* [What to produce] Find the word "other" in the data below and copy each line that holds it.

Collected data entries
PR #7880, opened 2019-10-08
Cleanup material controls character spacing interactions

PureWeen:
### Description of Change ###

Character spacing PR started using the title for the placeholder on picker which we originally weren't going to do but at this point I think it's fine. It's what users will expect if they switch to material

Unfortunately (AFAICT) character spacing doesn't work with place holders on the material controls. I poked iOS a bit and couldn't get it to work. I'm hoping once we update material components on android/ios then maybe it'll work?

- Since we're now using Title I replaced the APIs needed for TitleColor
- I added an override for *UpdateAttributedPlaceHolder* on iOS so that the Material implementations can control this field. It's confusing having the non material control set this. If AttributedPlaceHolder start working for material than the Material control can be updated to handle it

### API Changes ###
Added: iOS only
 - EntryRendererBase.UpdateAttributedPlaceHolder(NSAttributedString nSAttributedString)
 - PickerRendererBase.UpdateAttributedPlaceHolder(NSAttributedString nSAttributedString)

### Platforms Affected ### 
- iOS
- Android

### Testing Procedure ###
- make sure character spacing still works and that picker obeys title color for placeholder color

### PR Checklist ###

### DIFF
--- a/Xamarin.Forms.Material.iOS/MaterialEntryRenderer.cs
+++ b/Xamarin.Forms.Material.iOS/MaterialEntryRenderer.cs
@@ -1,4 +1,5 @@
 ﻿using CoreGraphics;
+using Foundation;
 using UIKit;
 using Xamarin.Forms.Platform.iOS;
 
--- a/Xamarin.Forms.Material.iOS/MaterialEntryRenderer.cs
+++ b/Xamarin.Forms.Material.iOS/MaterialEntryRenderer.cs
@@ -12,9 +12,9 @@ namespace Xamarin.Forms.Material.iOS
 		protected override void UpdateColor() => Control?.UpdateTextColor(this);
 		protected virtual void ApplyTheme() => Control?.ApplyTheme(this);
 		protected override void UpdatePlaceholder() => Control?.UpdatePlaceholder(this);
-		protected override void UpdateAttributedPlaceHolder(NSAttributedString nSAttributedString)
+		protected override void UpdateAttributedPlaceholder(NSAttributedString nsAttributedString)
 		{
-			// Attributed place holders don't currently work with Material Text Fields
+			// AttributedPlaceholder doesn't currently work with Material
 			// once/if it does start working it will be handled inside MaterialTextManager	
 		}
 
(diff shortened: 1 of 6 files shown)


Xamarin.Forms.Material.iOS/MaterialEntryRenderer.cs
```diff
@@ -11,6 +12,11 @@ public class MaterialEntryRenderer : EntryRendererBase<MaterialTextField>, IMate
 		protected override void UpdateColor() => Control?.UpdateTextColor(this);
 		protected virtual void ApplyTheme() => Control?.ApplyTheme(this);
 		protected override void UpdatePlaceholder() => Control?.UpdatePlaceholder(this);
+		protected override void UpdateAttributedPlaceHolder(NSAttributedString nSAttributedString)
```
adrianknight89: The casing in `nSAttributedString` seems a bit odd. Can we try `nsAttributedString`? here and in other places?

Xamarin.Forms.Material.iOS/MaterialEntryRenderer.cs
```diff
@@ -11,6 +12,11 @@ public class MaterialEntryRenderer : EntryRendererBase<MaterialTextField>, IMate
...
+		{
+			// Attributed place holders don't currently work with Material Text Fields
+			// once/if it does start working it will be handled inside MaterialTextManager
```
adrianknight89: once/if _they do_ start working _they_ will be handled inside MaterialTextManager

Xamarin.Forms.Material.iOS/MaterialPickerRenderer.cs
```diff
@@ -30,8 +37,8 @@ protected override void OnElementChanged(ElementChangedEventArgs<Picker> e)
 			}
 		}
 
-		string IMaterialEntryRenderer.Placeholder => string.Empty;
-		Color IMaterialEntryRenderer.PlaceholderColor => Color.Default;
+		string IMaterialEntryRenderer.Placeholder => Element?.Title;
+		Color IMaterialEntryRenderer.PlaceholderColor => Element.TitleColor;
```
adrianknight89: Do we need a `?` after `Element` similar to other examples?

* [Solution to this exercise]
adrianknight89: The casing in `nSAttributedString` seems a bit odd. Can we try `nsAttributedString`? here and in other places?
adrianknight89: Do we need a `?` after `Element` similar to other examples?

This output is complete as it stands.